RECORDS:
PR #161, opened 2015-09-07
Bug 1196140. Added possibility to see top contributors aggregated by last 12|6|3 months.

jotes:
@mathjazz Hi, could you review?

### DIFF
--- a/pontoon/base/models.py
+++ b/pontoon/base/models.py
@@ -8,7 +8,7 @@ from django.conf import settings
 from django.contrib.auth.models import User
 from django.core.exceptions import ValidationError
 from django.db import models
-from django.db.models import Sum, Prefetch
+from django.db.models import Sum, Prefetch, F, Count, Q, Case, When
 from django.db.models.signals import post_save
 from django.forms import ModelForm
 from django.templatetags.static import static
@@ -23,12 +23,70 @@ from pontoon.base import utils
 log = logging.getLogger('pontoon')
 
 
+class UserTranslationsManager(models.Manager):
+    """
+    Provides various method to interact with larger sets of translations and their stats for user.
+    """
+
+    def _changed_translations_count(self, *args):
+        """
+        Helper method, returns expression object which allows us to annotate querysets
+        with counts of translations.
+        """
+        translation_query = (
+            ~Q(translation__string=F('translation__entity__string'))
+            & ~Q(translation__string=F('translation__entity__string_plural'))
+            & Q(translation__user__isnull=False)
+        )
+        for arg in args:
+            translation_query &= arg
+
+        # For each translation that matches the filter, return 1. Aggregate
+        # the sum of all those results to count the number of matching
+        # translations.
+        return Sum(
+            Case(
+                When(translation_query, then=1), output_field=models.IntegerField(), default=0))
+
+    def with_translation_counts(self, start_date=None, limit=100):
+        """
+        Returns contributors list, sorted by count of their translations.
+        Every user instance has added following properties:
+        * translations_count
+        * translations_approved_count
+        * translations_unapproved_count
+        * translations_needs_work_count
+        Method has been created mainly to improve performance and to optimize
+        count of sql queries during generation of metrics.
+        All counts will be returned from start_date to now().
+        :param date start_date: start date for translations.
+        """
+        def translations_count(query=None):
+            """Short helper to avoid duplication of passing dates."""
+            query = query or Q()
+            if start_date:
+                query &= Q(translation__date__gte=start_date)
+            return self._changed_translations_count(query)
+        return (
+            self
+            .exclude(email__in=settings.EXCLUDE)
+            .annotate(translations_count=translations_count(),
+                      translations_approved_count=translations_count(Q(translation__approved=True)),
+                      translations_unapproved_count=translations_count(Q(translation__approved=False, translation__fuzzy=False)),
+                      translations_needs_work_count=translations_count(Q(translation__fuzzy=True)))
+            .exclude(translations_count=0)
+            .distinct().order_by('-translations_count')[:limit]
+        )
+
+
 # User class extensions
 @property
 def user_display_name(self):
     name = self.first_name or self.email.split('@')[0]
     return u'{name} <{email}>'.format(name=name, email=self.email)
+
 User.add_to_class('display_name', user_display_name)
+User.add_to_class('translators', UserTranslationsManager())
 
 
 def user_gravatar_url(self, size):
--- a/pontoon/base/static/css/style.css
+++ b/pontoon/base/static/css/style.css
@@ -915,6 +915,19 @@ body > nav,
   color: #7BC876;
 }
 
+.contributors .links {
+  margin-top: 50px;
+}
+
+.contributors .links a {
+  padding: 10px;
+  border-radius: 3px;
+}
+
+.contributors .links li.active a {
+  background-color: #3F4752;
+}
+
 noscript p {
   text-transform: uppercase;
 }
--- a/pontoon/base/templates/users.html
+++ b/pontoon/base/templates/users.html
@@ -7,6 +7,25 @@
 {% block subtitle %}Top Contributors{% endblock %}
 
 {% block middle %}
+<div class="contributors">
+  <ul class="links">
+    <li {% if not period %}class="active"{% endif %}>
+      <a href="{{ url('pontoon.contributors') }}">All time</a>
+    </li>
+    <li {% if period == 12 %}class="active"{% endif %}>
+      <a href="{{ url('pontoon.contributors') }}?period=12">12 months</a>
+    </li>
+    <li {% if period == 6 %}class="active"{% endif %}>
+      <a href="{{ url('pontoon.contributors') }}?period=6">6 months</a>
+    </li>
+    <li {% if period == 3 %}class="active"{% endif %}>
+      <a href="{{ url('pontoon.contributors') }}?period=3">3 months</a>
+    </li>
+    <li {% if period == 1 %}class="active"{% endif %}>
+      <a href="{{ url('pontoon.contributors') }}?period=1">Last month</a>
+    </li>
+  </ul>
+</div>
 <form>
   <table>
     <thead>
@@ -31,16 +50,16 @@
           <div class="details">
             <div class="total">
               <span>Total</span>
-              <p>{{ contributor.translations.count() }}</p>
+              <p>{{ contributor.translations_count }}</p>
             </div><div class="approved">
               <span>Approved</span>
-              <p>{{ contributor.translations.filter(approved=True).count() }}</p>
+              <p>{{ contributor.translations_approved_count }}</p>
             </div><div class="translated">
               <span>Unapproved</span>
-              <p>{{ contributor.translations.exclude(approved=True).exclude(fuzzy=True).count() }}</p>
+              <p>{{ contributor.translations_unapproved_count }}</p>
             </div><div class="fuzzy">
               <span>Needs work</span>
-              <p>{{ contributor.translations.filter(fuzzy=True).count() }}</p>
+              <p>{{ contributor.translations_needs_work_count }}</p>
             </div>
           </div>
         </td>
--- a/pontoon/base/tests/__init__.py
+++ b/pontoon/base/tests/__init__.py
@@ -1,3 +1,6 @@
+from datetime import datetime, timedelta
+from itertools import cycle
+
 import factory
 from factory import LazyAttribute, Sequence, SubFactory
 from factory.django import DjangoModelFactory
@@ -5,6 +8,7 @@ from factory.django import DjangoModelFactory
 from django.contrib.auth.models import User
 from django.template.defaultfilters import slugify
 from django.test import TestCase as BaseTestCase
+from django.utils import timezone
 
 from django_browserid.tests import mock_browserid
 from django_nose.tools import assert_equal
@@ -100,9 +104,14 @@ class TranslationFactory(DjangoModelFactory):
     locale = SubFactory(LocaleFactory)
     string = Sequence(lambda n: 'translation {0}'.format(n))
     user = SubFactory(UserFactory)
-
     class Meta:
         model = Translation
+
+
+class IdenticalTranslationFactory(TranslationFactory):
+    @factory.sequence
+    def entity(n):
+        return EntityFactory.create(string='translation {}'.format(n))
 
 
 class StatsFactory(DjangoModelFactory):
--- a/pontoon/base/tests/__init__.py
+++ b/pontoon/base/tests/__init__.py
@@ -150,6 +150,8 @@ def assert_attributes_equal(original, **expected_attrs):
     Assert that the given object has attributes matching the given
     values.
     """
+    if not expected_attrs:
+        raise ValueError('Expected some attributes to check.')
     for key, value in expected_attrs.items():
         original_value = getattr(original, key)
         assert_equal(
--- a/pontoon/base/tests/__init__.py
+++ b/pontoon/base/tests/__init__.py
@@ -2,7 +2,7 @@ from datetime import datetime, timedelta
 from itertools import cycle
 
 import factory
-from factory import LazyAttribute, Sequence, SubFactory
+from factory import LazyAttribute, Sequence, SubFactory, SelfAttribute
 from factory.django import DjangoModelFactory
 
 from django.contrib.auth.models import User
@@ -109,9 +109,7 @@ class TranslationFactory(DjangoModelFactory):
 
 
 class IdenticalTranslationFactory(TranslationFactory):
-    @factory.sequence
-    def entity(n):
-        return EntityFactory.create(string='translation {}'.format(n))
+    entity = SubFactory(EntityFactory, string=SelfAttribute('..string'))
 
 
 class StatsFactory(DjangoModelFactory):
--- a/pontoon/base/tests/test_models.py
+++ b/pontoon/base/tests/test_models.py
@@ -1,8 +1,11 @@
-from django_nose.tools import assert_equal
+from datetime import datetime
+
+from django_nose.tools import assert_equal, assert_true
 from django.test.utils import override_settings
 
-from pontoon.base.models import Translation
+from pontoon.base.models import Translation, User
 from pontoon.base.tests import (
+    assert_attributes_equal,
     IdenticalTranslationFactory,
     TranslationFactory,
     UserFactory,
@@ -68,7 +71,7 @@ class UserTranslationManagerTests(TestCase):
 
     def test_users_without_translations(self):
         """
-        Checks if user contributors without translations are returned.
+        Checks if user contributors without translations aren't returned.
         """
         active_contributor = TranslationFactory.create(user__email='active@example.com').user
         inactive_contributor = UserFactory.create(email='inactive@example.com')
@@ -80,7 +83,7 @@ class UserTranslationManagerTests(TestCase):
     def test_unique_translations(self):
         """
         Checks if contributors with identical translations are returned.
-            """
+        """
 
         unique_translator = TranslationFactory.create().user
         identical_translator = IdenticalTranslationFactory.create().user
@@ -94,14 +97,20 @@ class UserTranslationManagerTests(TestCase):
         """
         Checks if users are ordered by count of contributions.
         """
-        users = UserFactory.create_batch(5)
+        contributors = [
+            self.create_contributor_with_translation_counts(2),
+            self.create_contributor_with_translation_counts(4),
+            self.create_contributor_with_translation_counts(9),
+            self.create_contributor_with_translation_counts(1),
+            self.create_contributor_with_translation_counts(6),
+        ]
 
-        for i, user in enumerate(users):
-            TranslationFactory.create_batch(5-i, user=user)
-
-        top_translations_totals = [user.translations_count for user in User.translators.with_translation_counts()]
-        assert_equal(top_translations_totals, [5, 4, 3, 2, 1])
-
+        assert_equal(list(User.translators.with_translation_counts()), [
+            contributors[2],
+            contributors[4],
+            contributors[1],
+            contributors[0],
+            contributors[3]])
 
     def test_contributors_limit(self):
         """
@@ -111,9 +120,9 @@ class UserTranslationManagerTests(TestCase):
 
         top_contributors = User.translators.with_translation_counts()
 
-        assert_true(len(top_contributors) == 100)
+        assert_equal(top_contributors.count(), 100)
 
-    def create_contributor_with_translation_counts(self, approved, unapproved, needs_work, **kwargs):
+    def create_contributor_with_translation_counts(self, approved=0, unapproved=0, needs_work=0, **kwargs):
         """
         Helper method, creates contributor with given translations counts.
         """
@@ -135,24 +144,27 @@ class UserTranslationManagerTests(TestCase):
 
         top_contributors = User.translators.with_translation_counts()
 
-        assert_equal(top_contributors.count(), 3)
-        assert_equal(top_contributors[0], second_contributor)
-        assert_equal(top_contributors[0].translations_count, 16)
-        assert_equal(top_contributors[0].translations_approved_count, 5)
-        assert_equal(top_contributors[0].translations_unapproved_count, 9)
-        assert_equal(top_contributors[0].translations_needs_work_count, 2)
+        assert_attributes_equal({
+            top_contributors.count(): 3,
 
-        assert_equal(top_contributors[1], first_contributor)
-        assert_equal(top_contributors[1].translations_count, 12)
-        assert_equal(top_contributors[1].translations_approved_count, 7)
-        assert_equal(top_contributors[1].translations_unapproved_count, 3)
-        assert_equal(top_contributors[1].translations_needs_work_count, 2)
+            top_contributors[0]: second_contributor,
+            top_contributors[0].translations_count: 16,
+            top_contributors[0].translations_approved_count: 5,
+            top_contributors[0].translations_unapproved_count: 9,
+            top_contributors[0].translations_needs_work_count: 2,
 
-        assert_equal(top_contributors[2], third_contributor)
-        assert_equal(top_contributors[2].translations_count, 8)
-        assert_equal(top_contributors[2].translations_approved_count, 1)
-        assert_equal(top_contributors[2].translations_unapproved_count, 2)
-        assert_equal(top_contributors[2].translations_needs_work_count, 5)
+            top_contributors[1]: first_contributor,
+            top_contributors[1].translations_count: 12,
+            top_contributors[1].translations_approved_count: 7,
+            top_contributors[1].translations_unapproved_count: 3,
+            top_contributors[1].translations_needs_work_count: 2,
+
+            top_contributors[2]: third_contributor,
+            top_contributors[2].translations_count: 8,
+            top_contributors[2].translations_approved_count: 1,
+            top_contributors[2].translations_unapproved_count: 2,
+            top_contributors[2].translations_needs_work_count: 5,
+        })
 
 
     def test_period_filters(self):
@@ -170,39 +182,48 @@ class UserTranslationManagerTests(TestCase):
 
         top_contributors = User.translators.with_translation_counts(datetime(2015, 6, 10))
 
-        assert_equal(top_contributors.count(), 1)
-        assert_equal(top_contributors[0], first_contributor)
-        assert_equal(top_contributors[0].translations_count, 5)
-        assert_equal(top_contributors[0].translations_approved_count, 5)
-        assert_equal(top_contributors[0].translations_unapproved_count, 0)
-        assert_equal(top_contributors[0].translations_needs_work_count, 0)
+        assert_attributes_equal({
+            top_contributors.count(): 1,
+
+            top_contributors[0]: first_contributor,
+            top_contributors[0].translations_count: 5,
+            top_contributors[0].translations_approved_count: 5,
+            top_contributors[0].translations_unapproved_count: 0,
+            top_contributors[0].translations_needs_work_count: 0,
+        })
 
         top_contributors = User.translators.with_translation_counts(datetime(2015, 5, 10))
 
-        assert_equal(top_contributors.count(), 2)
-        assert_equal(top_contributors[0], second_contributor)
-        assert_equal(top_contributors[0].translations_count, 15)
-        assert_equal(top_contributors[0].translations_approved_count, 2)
* * *
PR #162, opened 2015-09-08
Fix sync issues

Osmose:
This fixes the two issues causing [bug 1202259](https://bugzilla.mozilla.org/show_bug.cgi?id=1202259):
---
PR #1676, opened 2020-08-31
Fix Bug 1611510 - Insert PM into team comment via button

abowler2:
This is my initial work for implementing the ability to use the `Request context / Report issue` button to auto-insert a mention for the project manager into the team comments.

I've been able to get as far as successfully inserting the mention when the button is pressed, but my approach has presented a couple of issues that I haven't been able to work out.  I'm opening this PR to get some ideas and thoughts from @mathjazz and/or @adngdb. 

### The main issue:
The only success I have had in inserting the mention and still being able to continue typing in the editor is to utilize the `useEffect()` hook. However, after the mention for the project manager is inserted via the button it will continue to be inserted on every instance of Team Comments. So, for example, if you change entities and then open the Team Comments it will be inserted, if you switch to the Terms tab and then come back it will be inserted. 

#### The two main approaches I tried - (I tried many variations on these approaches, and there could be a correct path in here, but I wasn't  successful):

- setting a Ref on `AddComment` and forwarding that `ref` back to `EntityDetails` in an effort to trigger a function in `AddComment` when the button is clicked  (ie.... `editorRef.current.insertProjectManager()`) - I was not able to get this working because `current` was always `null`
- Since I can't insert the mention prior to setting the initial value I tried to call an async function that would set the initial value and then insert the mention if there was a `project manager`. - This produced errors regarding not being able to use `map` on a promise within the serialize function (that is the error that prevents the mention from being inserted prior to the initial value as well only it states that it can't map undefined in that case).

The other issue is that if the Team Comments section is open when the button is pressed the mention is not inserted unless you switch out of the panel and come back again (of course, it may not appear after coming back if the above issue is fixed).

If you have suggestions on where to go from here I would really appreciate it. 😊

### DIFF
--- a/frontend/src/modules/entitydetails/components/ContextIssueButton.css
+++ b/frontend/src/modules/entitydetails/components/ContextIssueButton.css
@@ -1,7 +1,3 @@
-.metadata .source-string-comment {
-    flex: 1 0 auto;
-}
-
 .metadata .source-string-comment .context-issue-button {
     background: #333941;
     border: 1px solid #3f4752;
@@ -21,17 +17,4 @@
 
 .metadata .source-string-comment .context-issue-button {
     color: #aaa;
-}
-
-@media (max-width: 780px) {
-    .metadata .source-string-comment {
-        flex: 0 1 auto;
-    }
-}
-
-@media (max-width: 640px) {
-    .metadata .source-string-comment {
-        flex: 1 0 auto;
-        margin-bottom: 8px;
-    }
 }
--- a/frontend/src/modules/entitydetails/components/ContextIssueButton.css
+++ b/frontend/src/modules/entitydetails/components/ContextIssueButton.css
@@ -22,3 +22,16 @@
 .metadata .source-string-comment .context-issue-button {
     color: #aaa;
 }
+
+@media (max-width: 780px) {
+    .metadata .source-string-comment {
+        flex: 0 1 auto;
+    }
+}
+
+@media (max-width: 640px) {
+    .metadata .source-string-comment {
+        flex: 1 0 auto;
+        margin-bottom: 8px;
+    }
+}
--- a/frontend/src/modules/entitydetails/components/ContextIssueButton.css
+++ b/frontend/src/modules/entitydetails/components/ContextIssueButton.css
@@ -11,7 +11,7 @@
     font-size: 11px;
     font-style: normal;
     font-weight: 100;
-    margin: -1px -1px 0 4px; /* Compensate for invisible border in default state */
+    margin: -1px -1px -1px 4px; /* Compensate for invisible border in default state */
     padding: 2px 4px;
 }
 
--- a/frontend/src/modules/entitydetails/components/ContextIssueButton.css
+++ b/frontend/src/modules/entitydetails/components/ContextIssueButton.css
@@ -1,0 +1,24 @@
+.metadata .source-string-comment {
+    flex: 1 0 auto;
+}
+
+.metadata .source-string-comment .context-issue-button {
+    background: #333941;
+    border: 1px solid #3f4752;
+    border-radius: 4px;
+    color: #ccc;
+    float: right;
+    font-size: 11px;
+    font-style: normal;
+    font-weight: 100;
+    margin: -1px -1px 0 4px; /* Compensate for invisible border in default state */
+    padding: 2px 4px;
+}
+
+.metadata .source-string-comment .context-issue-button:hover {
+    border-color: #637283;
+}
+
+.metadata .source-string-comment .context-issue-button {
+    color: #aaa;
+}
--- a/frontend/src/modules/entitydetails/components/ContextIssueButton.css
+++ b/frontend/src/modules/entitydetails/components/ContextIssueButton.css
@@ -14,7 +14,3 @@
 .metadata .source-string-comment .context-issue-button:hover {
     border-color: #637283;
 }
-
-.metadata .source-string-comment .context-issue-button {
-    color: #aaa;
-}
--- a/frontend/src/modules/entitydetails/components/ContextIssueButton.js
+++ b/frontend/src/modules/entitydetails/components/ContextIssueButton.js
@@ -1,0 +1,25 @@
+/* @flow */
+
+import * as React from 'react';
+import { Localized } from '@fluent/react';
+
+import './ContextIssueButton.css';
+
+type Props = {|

EXERCISE OBJECTIVE: Provide the count of lines in the data above containing "style", and nothing further.

ANSWER BOX: 4